The short answer is, yes, you have to fill out Schedule B if you have an overseas (i.e. non-US) bank account or bank accounts with a total balance of $10,000 or more. What they're after is an indication that you should be filling out a FBAR report. This is the form you must file online (no paper accepted) in order to list your foreign bank accounts, along with the high balance.

Whether you fill out Part I of the Schedule B is up to you. It's not obligatory if your interest to report is under the threshold mentioned on the form - but as long as you have to fill out Part III anyhow, it's a handy way to "explain" whatever balance you put on your 1040 line 8. (See, I'm not always "un-cooperative" when filling out my tax forms.)
Cheers,
Bev


----------



## Fjordlover

Ok, so basically since I have around 1,400 dollars in interest, it is not obligatory for me to fill out Part I since I am under the threshold amount, but since I have a bank account(s) in a foreign country, I must fill out part III. 

Since it is under the threshold amount, should I put it in line 8b if I wish to include it on Part I of Schedule B? I know it is a stupid question, but tax lingo makes my head spin!

Will be filling out the dreaded fbar this weekend.

Thanks again for the help, guys!


----------



## Bevdeforges

The interest income goes on line 8a (i.e. taxable interest income) or line 8b (tax-exempt interest income). Tax-exempt interest is stuff like interest paid on municipal bonds (only those issued in the US). 

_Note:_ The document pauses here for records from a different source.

PR #897, opened 2023-01-02
Fixes #896: Fixing available version retrieval; enabling allowSnapshots

### LINKED ISSUE #896: display-parent-updates does not show updates correctly
From version 2.14.0 the `display-parent-updates` does not show newer parent versions anymore.

Given I have a project which has a newer parent version in our maven repository.
When I run `mvn org.codehaus.mojo:versions-maven-plugin:2.14.0:display-parent-updates`
Then I expect to see `The parent project has a newer version`

But instead I see `The parent project is the latest version`

Running with a plugin version of 2.13.0 it gives the correct result.

ajarmoniuk:
- Version range should not be specified in the retrieval at all; removed.
- If provided, the actual version range restriction should be used, and not the result of the toString() method
- Also, allowSnapshots was ignored for the mojo; corrected

### DIFF
--- a/versions-common/src/main/java/org/codehaus/mojo/versions/api/DefaultVersionsHelper.java
+++ b/versions-common/src/main/java/org/codehaus/mojo/versions/api/DefaultVersionsHelper.java
@@ -53,6 +53,7 @@ import org.apache.maven.artifact.ArtifactUtils;
 import org.apache.maven.artifact.resolver.ArtifactResolutionException;
 import org.apache.maven.artifact.versioning.ArtifactVersion;
 import org.apache.maven.artifact.versioning.DefaultArtifactVersion;
+import org.apache.maven.artifact.versioning.Restriction;
 import org.apache.maven.artifact.versioning.VersionRange;
 import org.apache.maven.execution.MavenSession;
 import org.apache.maven.model.Dependency;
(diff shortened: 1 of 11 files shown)


ajarmoniuk:
Also corrected the way how range was interpreted if also a concrete version was passed inside the VersionRange object.

versions-common/src/main/java/org/codehaus/mojo/versions/api/DefaultVersionsHelper.java
```diff
@@ -184,7 +185,12 @@ public ArtifactVersions lookupArtifactVersions(
                                     mavenSession.getRepositorySession(),
                                     new VersionRangeRequest(
                                             toArtifact(artifact)
-                                                    .setVersion(versionRange != null ? versionRange.toString() : "(,)"),
+                                                    .setVersion(ofNullable(versionRange)
+                                                            .map(VersionRange::getRestrictions)
```
ajarmoniuk, line 189: Here we're using the restriction present in the Version range object **if it's present** instead of the concrete version.

versions-maven-plugin/src/main/java/org/codehaus/mojo/versions/DisplayParentUpdatesMojo.java
```diff
@@ -71,26 +69,17 @@ public void execute() throws MojoExecutionException, MojoFailureException {
...
                         .withArtifactId(getProject().getParent().getArtifactId())
-                        .withVersion(version)
+                        .withVersion(currentVersion)
                         .withType("pom")
                         .build());
 
         ArtifactVersion artifactVersion;
         try {
-            artifactVersion = findLatestVersion(artifact, versionRange, null, false);
+            artifactVersion = findLatestVersion(artifact, null, allowSnapshots, false);
```
ajarmoniuk, line 82: We're never actually interested in range-restricted versions; removing.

Not sure which "threshold" you're referring to - but interest income is considered "passive" income and is not subject to the FEIE, which is an "exclusion" not an "exemption." (I know what you mean about the terminology driving you nuts.)

Normally, the personal exemption and the standard deduction should wipe out the $1400 in interest, resulting in no taxes due. But you have to follow the forms through to make sure it turns out that way. If it doesn't, you then wind up going the Foreign Tax Credit route - to take a tax credit against any US tax liability for income taxes you have already paid on the interest income to Norway. 
Cheers,
Bev


----------



## Fjordlover

Thanks Bev! You have been a huge help. If I ever get the chance, I'll send you a nice bottle of akavit for all of your help!

I must have had a brain freeze! I guess that what happens when you try to do taxes for 2 countries in 2 languages at the same time! For some reason I thought interest under 1500 dollars wasn't taxed...duh! (head slap) 

I did the math and it looks like the standard deduction and exemption cancelled out the tax on the interest nicely! I'll double check the math this weekend, but it looks ok so far. I hope I haven't forgotten anything. Ironically, I've never been so happy to earn so little in my life! Silver lining

I'll probably come back and start a thread when I start the fbar. So far it seems pretty straight forward, so fingers crossed!

Again, thanks Bev and BBC Watcher for your help! Keep helping us poor double taxed Americans out!


----------



## BBCWatcher

Norway is a comparatively high tax jurisdiction, so I would consider not using the FEIE and just using the Foreign Tax Credit. That could generate excess Foreign Tax Credits that could then be used to offset any future U.S. taxes (up to 10 tax years in the future). If that's what the calculation shows, fantastic, I'd do it.


----------



## Fjordlover

That's good advice, BBC Watcher! I never thought of that. Finally, high Norwegian taxes can be used to my advantage!

I think I'll stick to the FEIE this year, just because it is easier, but I will definitely look into the Foreign Tax Credit for next year when I plan to have a computer tax program, like Turbotax, to help me out.


----------



## Bevdeforges

The US based filing programs aren't normally terribly helpful/useful when you're trying to take the FTC. You have to know pretty much what you can and can't take - basically you can take the FTC only for income tax. (Some "high tax jurisdictions" have admittedly high taxes and high tax rates - but if it isn't income tax as defined by the IRS, it doesn't count for FTC purposes.)

Be sure to check the website for the Paris office of the IRS. They tend to focus their information and links on those genuinely useful for overseas taxpayers.
Cheers,
Bev


----------